» Data extract:
PR #492, opened 2022-01-17
Use StateT across ObservationModel

swalker2m:
This is an implementation change, but not a change to the input or output GraphQL types.  It uses `StateT` editors across the `ObservationModel` hierarchy for consistency and flexibility.  At the "repo" level there is still a mix of `ValidatedInput[State ...]]` and `StateT` which is a bit awkward, but  I plan to address that.

### DIFF
--- a/modules/core/src/main/scala/lucuma/odb/api/model/syntax/PrismOps.scala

» Problem:
An exact transcription of all the records is needed.

» Output below:
PR #492, opened 2022-01-17
Use StateT across ObservationModel

swalker2m:
This is an implementation change, but not a change to the input or output GraphQL types.  It uses `StateT` editors across the `ObservationModel` hierarchy for consistency and flexibility.  At the "repo" level there is still a mix of `ValidatedInput[State ...]]` and `StateT` which is a bit awkward, but  I plan to address that.

### DIFF
--- a/modules/core/src/main/scala/lucuma/odb/api/model/syntax/PrismOps.scala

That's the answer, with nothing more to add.